Conditional Output Tampering: the backdoor that runs no code

Some model backdoors execute nothing. They simply lie when they see a secret input. This is the most intellectually honest post in the series, because part of this class is unsolved for everyone, and we will tell you exactly where that line is.

Every other post in this series is about getting a machine to run something it should not. This one is different and, in some ways, more unsettling, because the attack involves no code execution at all.

The idea is simple to state. You train or modify a model so that it behaves correctly on everything except a secret input pattern, the trigger. Show it the trigger and it returns the answer the attacker wants. A face-recognition model that authenticates anyone wearing a specific pattern. A content classifier that waves through a specific watermark. A malware detector that calls one specific family clean. The rest of the time it is a normal, high-accuracy model, which is exactly the point. It passes your evaluation because your evaluation does not contain the trigger.

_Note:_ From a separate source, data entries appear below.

PR #304, opened 2026-06-12
Handle VkPipelineCreateFlags2 in disasm.

doitsujin:
Fixes a RADV crash when trying to dump ISA from DXVK pipelines.

Not sure if there's a nicer way to do this in the code base, this whole `const_cast` thing seems incredibly hacky.

### DIFF
--- a/cli/fossilize_disasm.cpp
+++ b/cli/fossilize_disasm.cpp
@@ -483,11 +483,11 @@ struct DisasmReplayer : StateCreatorInterface
 	}
 
 	template<typename T>
-	static void add_pipeline_flags(const T* create_info, VkPipelineCreateFlags2 flags)
+	static void add_pipeline_flags(const T *create_info, VkPipelineCreateFlags2 flags)
 	{
 		auto next = reinterpret_cast<const VkBaseInStructure *>(create_info->pNext);
 
-		while (next->sType != VK_STRUCTURE_TYPE_PIPELINE_CREATE_FLAGS_2_CREATE_INFO)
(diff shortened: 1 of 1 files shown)


cli/fossilize_disasm.cpp
```diff
@@ -482,6 +482,25 @@ struct DisasmReplayer : StateCreatorInterface
 		       !filter_raytracing.empty() || !filter_modules.empty();
 	}
 
+	template<typename T>
+	static void add_pipeline_flags(const T* create_info, VkPipelineCreateFlags2 flags)
+	{
+		auto next = reinterpret_cast<const VkBaseInStructure *>(create_info->pNext);
+
+		while (next->sType != VK_STRUCTURE_TYPE_PIPELINE_CREATE_FLAGS_2_CREATE_INFO)
```
HansKristian-Work:
```suggestion
		while (next && next->sType != VK_STRUCTURE_TYPE_PIPELINE_CREATE_FLAGS_2_CREATE_INFO)
```

cli/fossilize_disasm.cpp
```diff
@@ -482,6 +482,25 @@ struct DisasmReplayer : StateCreatorInterface
 		       !filter_raytracing.empty() || !filter_modules.empty();
 	}
 
+	template<typename T>
+	static void add_pipeline_flags(const T* create_info, VkPipelineCreateFlags2 flags)
```
HansKristian-Work:
```suggestion
	static void add_pipeline_flags(const T *create_info, VkPipelineCreateFlags2 flags)
```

There is no payload to find. The malice is in the weights, in what the model learned to do, not in any instruction hidden in the file. That makes this the hardest class in the whole taxonomy, and it is worth being precise about what can and cannot be done about it.

The part that has a structural fingerprint

Some implementations of this attack, particularly in graph-based formats like ONNX, give themselves away structurally. To make the conditional behaviour work, the attacker often has to add machinery that does not belong in a clean feed-forward network: branches that fire only on certain inputs, oversized constant tables that act as hidden lookups, control-flow constructs in a graph that should not need them, or operators that hand control to a runtime callback. None of that is proof of a backdoor on its own. Real models legitimately contain constants and the occasional branch. But when several of these signs show up together in a graph that has no honest reason for them, that is a structure worth flagging.

There is also a straightforward code-execution vector that hides under the same banner. Some ONNX runtimes support operators that call back into Python, which drags this format into the same territory as the previous post: a graph that runs arbitrary logic at inference. That part is detectable in the same spirit as the rest, by recognising the operators and structures that should not be there. We treat the appearance of execution operators and these corroborating structural anomalies as the catchable face of this class, and we require more than one weak signal before we say anything, because the cost of crying wolf on a legitimate transformer is a customer who stops trusting the tool.

The part that is genuinely unsolved, for everyone

Now the honest half.

A pure weight-space backdoor, one with no structural tell, no extra operators, nothing but a model that learned to misbehave on a trigger, cannot be reliably caught by reading the file. Static analysis inspects what the file contains. It cannot inspect what the model would do across the unbounded space of inputs it has never seen, and the trigger is, by design, an input you do not have. This is not a gap in one product. It is a property of the problem. No static scanner on the market, ours included, can promise to find a backdoor that only exists in the statistics of the weights.

We say this plainly because the alternative, pretending otherwise, is how security tools lose the room. Detecting this kind of backdoor needs a different class of method entirely: behavioural probing, statistical analysis of weight distributions, trigger reconstruction research. Those are real fields, they are improving, and they belong in a different part of a defence-in-depth strategy than a file scanner does.

So what is a scanner actually buying you here

It closes the catchable subset, which is larger than people assume. A meaningful share of real-world attacks in this family lean on the structural and execution machinery described above, because building a clean weight-only trigger that survives training is hard work, and attackers are as lazy as the rest of us. Catching the implementations that cut corners is worth doing.

And it tells you the truth about the rest. Knowing precisely where automated analysis stops is not a weakness in your security posture. It is the thing that tells you provenance still matters, that a model from an unknown source running in a sensitive position deserves more than a green checkmark, and that the highest-stakes deployments warrant behavioural testing on top of static scanning.

The closest standard reference for this class is CWE-1039. The honest summary is shorter than the identifier: a model can be trained to lie, and you cannot always tell by looking at the file. Scan for the implementations that leave fingerprints. Trust your sources for the ones that do not.